Opinion
May 27, 1986
Appeal from the Supreme Court, Westchester County (Stolarik, J.).
Judgment affirmed, with costs.
After purchasing a parcel of land that had been reduced in area to 2.36 acres by a previous partial condemnation, the petitioner applied for an area variance that would permit construction of a house on the parcel. The applicable zoning ordinance prohibited residential development on lots smaller than four acres.
At the hearing before the board, the petitioner produced a contract of sale from it to a third party, in the amount of $23,000, which was contingent upon obtaining the requested variance. Evidence adduced at the hearing revealed that a previous owner had been fully compensated by a condemnation award for the partial taking, and that the plaintiff was aware at the time of purchase that the parcel, as zoned, was unsuitable for development. An adjacent property owner presented a written offer to purchase the subject lot. The petitioner's application was denied and the Supreme Court, Westchester County, sustained the board's determination.

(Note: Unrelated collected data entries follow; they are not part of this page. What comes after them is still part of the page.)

PR #123, opened 2016-12-31
Add base classes for improved Mixin code assistance

### LINKED ISSUE #102: Mixin classes can be referenced if they are part of the hierarchy

Minecrell:
These changes add the base classes/methods that are used in #124 and #125.

I've also ported `MixinClassReferenceInspection` to Kotlin and fixed #102.


src/main/kotlin/com/demonwav/mcdev/util/McPsiUtil.kt
```diff
@@ -35,26 +35,70 @@ import java.util.stream.Collectors
...
+
+    return null
+}
+
+inline fun findLastChild(element: PsiElement, condition: (PsiElement) -> Boolean): PsiElement? {
+    var child = element.firstChild
+    var lastChild: PsiElement? = null
+
+    while (child != null) {
+        if (condition.invoke(child)) {
```
DemonWav: I don't know if this is really better stylistically, but you can actually treat this just as function (`condition(child)` rather than `condition.invoke(child)`) and I personally like treating it as a function better, as it seems a little more expressive as to what it actually is (or more accurately, what it is intended to do).

src/main/kotlin/com/demonwav/mcdev/util/Util.kt
```diff
@@ -35,6 +35,32 @@ fun invokeLater(func: () -> Unit) {
     ApplicationManager.getApplication().invokeLater { func() }
 }
 
+/**
+ * Returns an untyped array for the specified [Collection].
+ */
+internal fun Collection<*>.toArray(): Array<Any> {
```
DemonWav: This isn't used in this PR, but I'm assuming it's used in the other two PR's.

I think this is dangerous, though. You're creating an `Array<Any>`, so this array cannot hold nullable values. `java.util.Collection#toArray()` returns (from Kotlin's perspective) `Array<Any!>!` which means it will allow treating it as either nullable or null-safe, since it comes from un-annotated Java code, so there is no way for it to know either way. If we know the contract on the method is null-safe, we can happily treat it as such, but that isn't the case here. That means if this is used and `#toArray()` returns an array with nulls, this may cause failures in Kotlin's nullability checks later down the line, since it's assumed to be non-null only.

Minecrell: You're right, it should return `Array<Any?>`

src/main/kotlin/com/demonwav/mcdev/util/McPsiUtil.kt
Minecrell: I agree, I didn't think about that when writing this code

src/main/kotlin/com/demonwav/mcdev/util/McBytecodeUtil.kt
```diff
@@ -0,0 +1,112 @@
...
+        PsiType.SHORT -> 'S'
+        PsiType.BOOLEAN -> 'Z'
+        PsiType.VOID -> 'V'
+        else -> throw IllegalArgumentException("Unsupported primitive type: $this")
+    }
+
+private fun PsiClassType.erasure() = TypeConversionUtil.erasure(this) as PsiClassType
+
+internal val PsiClassType.internalName
+    get() = erasure().resolve()!!.internalName
```
Minecrell: I see your point. The reason I've made these properties throw an exception is mostly to simplify the code and to keep it consistent. There are a lot of other methods where this value is required to do certain checks or to build a part of the result (e.g. the descriptor generation for a specific method/field). For some of them I can't simply return null. 

For example, directly below this property we have the `appendInternalName` method which takes a `StringBuilder`, appends the internal name and returns the builder again. I cannot return null for this method, so we would have one method which returns null and one method which throws an exception.

It gets more complicated once we get to the descriptors. It also has a property and an append method, but at the end the implementation of both methods uses the `appendInternalName` method - how would we return null for the descriptor if one of the classes cannot be resolved?

**TL;DR:** The reason why I didn't make it return null is that, at the end, all code that is using these properties/methods requires the descriptors to continue successfully. In my testing I've never encountered a case where `resolve()` returned null. These cases would need special handling instead of just failing silently so throwing an exception was the better solution to allow us to handle these cases more leniently in the future.

src/main/kotlin/com/demonwav/mcdev/util/McPsiClass.kt
```diff
@@ -0,0 +1,95 @@
...
+import com.intellij.navigation.AnonymousElementProvider
+import com.intellij.openapi.extensions.Extensions
+import com.intellij.psi.PsiClass
+import com.intellij.psi.PsiClassType
+import com.intellij.psi.PsiElement
+
+// Type
+
+internal val PsiClassType.fullQualifiedName
+    get() = resolve()!!.fullQualifiedName
```
Minecrell: I want to add that some of the assert non-null calls here are actually correct. For example, [if a `PsiClass` doesn't have a `containingClass` it cannot be an anonymous class, therefore it should always have a `qualifiedName`](https://github.com/minecraft-dev/MinecraftDev/pull/123/files#diff-2f51dab0b9d851253f3671e2a778ecc0R29).

src/main/kotlin/com/demonwav/mcdev/util/McBytecodeUtil.kt
DemonWav: The issue with your assumption is uncaught exceptions in IntelliJ don't fail silently. A bug notification pops up, with the stacktrace, and information on where the exception originated (this plugin).

> For example, directly below this property we have the appendInternalName method which takes a StringBuilder, appends the internal name and returns the builder again. I cannot return null for this method, so we would have one method which returns null and one method which throws an exception.

If it returns null then just don't append to the builder and return it? Either that, or throw a _specific_ exception so the actual failure can be handled, don't just throw a NPE (or cause an NPE to be thrown).

> how would we return null for the descriptor if one of the classes cannot be resolved?

In this case, like the above, a return value of `null` is either the fail case (which would then allow the _caller_ to handle the issue, not the utility method), or a specific exception should be thrown, rather than an ambiguous NPE. Either way, it should be in the contract of the method, and the caller should deal with it, but the caller should _never_ be catching a NPE because the utility method doesn't provide any other way to handle that error condition.

Minecrell: > The issue with your assumption is uncaught exceptions in IntelliJ don't fail silently. A bug notification pops up, with the stacktrace, and information on where the exception originated (this plugin).

That is correct, and once we have such an exception we can specifically modify the code to handle the situations in which the `resolve` method can return null.

> If it returns null then just don't append to the builder and return it? Either that, or throw a specific exception so the actual failure can be handled, don't just throw a NPE (or cause an NPE to be thrown).

Returning without appending anything would be a bad idea because you would run into many seemingly unrelated errors in the code because the result of these methods is often used for comparison of two method signatures. I agree that a NPE is not a good solution because of its ambiguity but I believe it is a good temporary solution until we can properly handle these situations.

This is essentially one case were I had to keep the code simple by making certain assumptions (e.g. here: that it will always `resolve` correctly) because other features took much longer than expected because of several special cases I had to handle. This is one of the parts I'd like to improve but I won't have much time for this in the next weeks.

DemonWav: I'll see if I can fix it up, then, before I pull. In the instances where these are used, `resolve` shouldn't ever return null, but I promise you it can and will. I understand your reasoning for why you did it this way, but I can't pull this PR like that. I don't think it will be very difficult to handle these situations (or at the very least just continuing when the errors are thrown for now) so I don't think I'll have too much of an issue fixing these up.

src/main/kotlin/com/demonwav/mcdev/util/Util.kt
Minecrell: Fixed

src/main/kotlin/com/demonwav/mcdev/util/McPsiUtil.kt
Minecrell: Fixed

On appeal, the petitioner correctly contends that a finding of self-imposed hardship does not, without more, preclude the granting of an area variance (see, Conley v Town of Brookhaven Zoning Bd. of Appeals, 40 N.Y.2d 309, 314). However, in the absence of proof of the price paid for the subject parcel, there is no foundation to support the petitioner's claim of economic hardship (see, Matter of National Merritt v Weist, 41 N.Y.2d 438, 442).
Moreover, where a prior owner of record has received full compensation for a partial taking, a successor in interest cannot claim entitlement to a variance because, in effect, the subject property would then be twice redressed for the same detriment (Matter of Acierno v Barr, 28 A.D.2d 541; see, Matter of Zulkofske v Board of Zoning Appeals, 75 A.D.2d 604, lv denied 50 N.Y.2d 805). Where, as in the instant proceeding, the petitioner has not demonstrated that the condemnation award was unfair, a zoning board of appeals is not compelled to grant a variance (cf., Matter of Karras v Michaelis, 19 N.Y.2d 449, 452). At bar, the record reveals that the board's determination has a rational basis and is supported by substantial evidence. Therefore, it should be sustained (see, Conley v Town of Brookhaven Zoning Bd. of Appeals, supra; Matter of Cowan v Kern, 41 N.Y.2d 591, 599).
The petitioner's remaining contention is without merit. Mollen, P.J., Thompson, Rubin and Lawrence, JJ., concur.